Subtle and not so subtle horniness — Friday Funnies

Sometimes you can tell from a throwaway panel like this what really gets the mangaka out of bed each day:

Neko no Otera no Chion-san: two girls in working trousers on their knees in a shed seen from the rear only their butts in shot

It is clear from the shot (and the many similar shots throughout this series) that Ojiro Makoto likes her butts. Some extra time and care has been taken to render those buttocks. Of course the same is true for roughly 100 percent of cartoonists and their particular fetishes, but what I like about this is how mundane Ojiro makes it. This is the third panel of the first page of the twelfth chapter of Neko no Otera no Chion-san, a manga about a teenage boy who moves to live with his distant, slightly older cousin and grandma. While he’s the protagonist, he’s not in the scene. Instead the page opens with a shot of cardboard boxes filled with crap, left over cleaning material and the like before the second panel shows a crowded garden shed, more a storage unit than anything else, with two girls dressed in typical work clothing talking about cleaning it. The final panel then, the one above, is a logical progression, rather than a staged cheesecake shot. There’s no posing, the clothing conceals as much as it highlights and Chion and Hiruma are pretty rather than beautiful. An everyday sort of horniness.

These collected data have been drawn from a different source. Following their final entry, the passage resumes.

PR #258, opened 2016-01-05
Ignore breathe and /doc/sphinx-bootstrap-theme directories in git

Gachapen:
These are created when building the library and makes the directory dirty. This is annoying when using cppformat as a submodule since the submodule always will show up in the diff as dirty.

Personally I'd prefer to not modify the source directory at all when configuring and building. It should rather create files in the build directory, but I don't know if that is possible in this case.

### DIFF
--- a/.gitignore
+++ b/.gitignore
@@ -3,8 +3,10 @@ bin/
 /doc/doxyxml
 /doc/html
 /doc/virtualenv
+/doc/sphinx-bootstrap-theme
 /Testing
 /install_manifest.txt
+/breathe
 *~
 *.a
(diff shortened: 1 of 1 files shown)


vitaut:
Thanks for the PR but `sphinx-bootstrap-theme` is no longer used and `breathe` is installed in `virtualenv` which is already ignored in the current version. Which version do you use?

Gachapen:
You're right. I can't reproduce it anymore on 2.0.0 or master. I was pretty sure it was 2.0.0, but I'm starting to doubt that now. I'll close the issue.

Issue #261, opened 2016-01-10
MSVC performance issue with ArgMap


mwinterb:
While looking into #193, I was surprised to see std::map memory allocation related operations high up in the profile. It turned out that this was because ArgMap is a member of BasicFormatter, ArgMap has an std::map<> member that's default constructed, and in MSVC's std library implementation, all of map's constructors allocate a root node<sup>1</sup>. libc++ and libstdc++ do not, at first glance, which is probably why this hasn't been seen already (I don't think anyway, no closed issues with ArgMap popped up in a search).

Options I see for addressing this:
1. Defer construction of the std::map in ArgMap until it is initialized. Having something like boost::optional would be nice here, but it's not necessary.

Azur Lane Slow Ahead: a 4-koma gag strip interrupted by a cheesecake drawing

Compare and contrast with a typical chapter from Hori no Su’s Azur Lane 4-koma: Slow ahead, a gag strip where every page has a bit of cheesecake on it like this. Unlike in Chion-san, the fan service is strong in this one, your eyes immediately drawn to that intrusive panel of Cygnet posing. It’s not bad, but it interrupts the flow of the comic. Cygnet both poses and is dressed for fan service, thighs and breasts on prominent display. For what it is, basically an advert for the Azur Lane game, very much a waifu collector game, it’s not bad, but it lacks the subtlety of Chion-san. And for me, that makes the latter all the more stronger. Because ultimately Neko no Otera no Chion-san is about a teenage boy moving in with his attractive, not that much older cousin, that sort of everyday horniness fits the mood of the series far more than an intrusive shot like the above would, even if it’s nominally “sexier”.